## TASK
All lines from the one containing "Add logic to" through the last line below must be duplicated exactly, with nothing outside that span.

━━ SUPPLIED RECORDS ━━

PR #28421, opened 2026-04-13
fix(core): Position workflow correctly if opened while on a background tab (no-changelog)

Cadiac:
## Summary

On instance AI artifacts if the tab was on background while WF generation finished we failed to position the canvas correctly.
Add logic to reposition it correctly when visibility changes in that case. This shouldn't affect the regular canvas view in negative / noticeable way.

[Notion: Workflow artifact does zoom/fit wrong](https://www.notion.so/n8n/aef5b6e0c94f82159cc58164aa417607?v=7965b6e0c94f823c918f88516500cb86&p=33d5b6e0c94f802c914efc6f22bd6b64&pm=s)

━━━

## PROBLEM SOLUTION
Add logic to reposition it correctly when visibility changes in that case. This shouldn't affect the regular canvas view in negative / noticeable way.

[Notion: Workflow artifact does zoom/fit wrong](https://www.notion.so/n8n/aef5b6e0c94f82159cc58164aa417607?v=7965b6e0c94f823c918f88516500cb86&p=33d5b6e0c94f802c914efc6f22bd6b64&pm=s)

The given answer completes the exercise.